Fall means a new volume of Love and Rockets: New Stories. Under a Gilbert Hernandez cover – featuring new player, “Killer,” Love and Rockets: New Stories #6 arrives with new stories featuring new characters.
Love and Rockets: New Stories is the third incarnation of the comic book series, Love and Rockets, rebooted as an annual, graphic novel-length package, resembling both a comic book and a literary magazine. L&R remains the creation of Los. Bros, the brothers Gilbert Hernandez and Jaime Hernandez (with brother Mario occasionally contributing). According to the publisher, this publishing format is designed to appeal to the people who decide what will be placed on the shelves in bookstores.

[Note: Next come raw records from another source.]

PR #3368, opened 2025-03-06
QtVcp more calculator tweaks

tangentaudio:
These tweaks help improve the behavior of the popup calculator, especially when using a physical numpad.  It's not perfect but it might be "good enough" for now until a full rethink and rewrite can be done.


snowgoer540:
No worries at all!  Sorry I jumped the gun, didn’t realize you had some changes in queue.

PR #3376, opened 2025-03-14
Halscope: set button padding to allow smaller window width

hansu:
Sets the left and right padding of buttons to 0 to lower the window width to fit smaller screens.

Before:
halscope-1030

After:
halscope-860px

Not sure if this should better go into master instead, but it's a very small change.


hansu:
:+1:

PR #3377, opened 2025-03-16
debian: Changes associated with upload of 2.9.4

smoe:
Hello,

These are a couple of changes I have done to the linuxcnc/debian folder for the upload to the distribution. The most important bit may be that I merged the d/changelog of what is in Debian  with the one we have as upstream.  I am not ultimately confident that this is the right thing to do, but I liked it.

I added "debian/source/format" and set that to quilt. This possibly interferes with the  autobuilders in case that these are performing a native build, i.e. one without an orig.tar.gz. The orig.tar.gz was the official release of 2.9.4.

Added Andy to list of format Uploaders - did not ask :-) . Also:
 - Merged d/changelog with what was found in d/changelog of 2.9.3 in Debian.
 - Lintian requested d/source/format - set to quilt
 - Removal of files no longer problematic/removed in d/source/lintian-overrides - also requested by lintian.


andypugh:
I think that this change to quilt _might_ be causing a problem with the buildbot? 
http://buildbot2.highlab.com/buildbot/#/builders/8/builds/2590

Buildbot2 hasn't been even trying to build master debs since February (I hadn't noticed) and this seems to be because scripts/platform-is-supported was saying that Bullseye was supported, that build as failing, and so deb creation was skipped. 

I have modified platform-is-supported and now it is attempting to build Bookworm debs, but failing, as reported in the link above.

PR #3378, opened 2025-03-17
stop-lookahead sim config: remove section with broken web links from the README

Sigma1912:


andypugh:
I had a good look for that forum thread, it should still exist, but I couldn't find it.

PR #3384, opened 2025-03-24
debian/patches: remove the explicit use of FORTIFY_SOURCE

pushkarnk:
Starting Ubuntu 24.04, dpkg-buildflags passes _FORTIFY_SOURCE=3 by default.
On Debian, dpkg-buildflags passes _FORTIFY_SOURCE=2. The explicit use of _FORTIFY_SOURCE=2
in the Makefile causes redefinition errors on Ubuntu, failing the build. This patch enforces
depending on `dpkg-buildflags` for the _FORTIFY_SOURCE value.

### DIFF
--- a/debian/changelog
+++ b/debian/changelog
@@ -1,8 +1,14 @@
 linuxcnc (1:2.10.0~pre0) UNRELEASED; urgency=medium
 
+  [ Andy Pugh ]
   * Master branch open for new features.
 
- -- Andy Pugh <andy@bodgesoc.org>  Mon, 09 Oct 2023 10:39:03 +0100
+  [ Pushkar Kulkarni ]
+  * debian/patches: Remove the use of FORTIFY_SOURCE and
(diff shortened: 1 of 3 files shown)


BsAtHome:
So, this is set automatically on package builds, but it differs between Debian and Ubuntu.

 My understanding is that package builder call configure with CFLAGS and CXXFLAGS set to force the _FORTIFY_SOURCE in the build. So, then, why create a patch-patch during package build and not remove it from out source-tree? It may be an idea to add some --enable-xxx thing to configure so that local builds can enable it at will?

Also, the debian/changelog file is auto-generated iirc.

andypugh:
debian-changelog is semi-manually created at the tie that a new release is made. It is based on the commit messages, and shouldn't normally be included in patches. 
However, I see no harm in there being a reminder to me what this one was when I edit the next changelog.

PR #3388, opened 2025-03-26
debian: usrmerge - Debian bugs #1073692,#1101346

smoe:
This PR complements a thread on our mailing list about the efforts of Debian and other distros to merge /lib with /usr/lib and the recent bug report 1101346: My upload to Debian reintroduced a bug that Petter had already closed for 2.9.3, see https://bugs.debian.org/cgi-bin/bugreport.cgi?bug=1073692 and https://bugs.debian.org/cgi-bin/bugreport.cgi?bug=1101346 .

No idea if I had seen that if I had followed the linuxcnc-gbp approach for uploads to Debian.

Apparently the https://wiki.debian.org/UsrMerge is already a thing since Buster, so LinuxCNC can just broadly adopt it? Or should that be an option to configure?

### DIFF
--- a/debian/changelog
+++ b/debian/changelog
@@ -1,3 +1,28 @@
+linuxcnc (1:2.9.4-2) unstable; urgency=medium
+
+  * Team upload.
+
+  * Adding build dependency on pyqt5.qtweb{engine,kit} to avoid build
+    failures on, as kindly addressed by Adrian <Bunk>. (Closes: #1100882)
+  * Re-applied Petter's change to address usrmerge, kindly pointed out
+    by Michael <Biebl>. (Closes: #1101346, #1073692)
+  * Bumped policy to 4.7.2.
+  * Now truly added Andy to Uploaders.
+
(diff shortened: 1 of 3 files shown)


andypugh:
Does this belong in master or 2.9?

smoe:
Good point. You are right. This should go to the 2.9. branch.

andypugh:
Well, changing the base here in github goes disasterously wrong, so I won't do that.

Love and Rockets: New Stories #6 brings Love and Rockets into its fourth decade with a focus on new lead characters. Dora “Killer” Rivera, Gilbert’s new star is somewhere outside of the United States in the south of the border town of Palomar. Killer strikes a hammer-wielding pose on New Stories #6’s cover that recalls her grandmother, Luba, Gilbert’s signature character.
Killer (also known as “Sad Girl”) discovers that Maria, her great-grandmother (and Luba’s mother) starred in a 1950s crime movie. That leads her to begin to delve into the details of her family’s twisted history. She’ll also discover that not everyone is interested in history, ancient or otherwise, and she is about to get a ghostly visit.
Meanwhile, on the other side of Love and Rockets: New Stories #6, Jaime continues to explore his intriguing new character, Tonta Agajanian. Things start off innocently enough in “Fuck Summer,” as Tonta tries to get some attention from Eric Lopez of the garage punk band, Ooot.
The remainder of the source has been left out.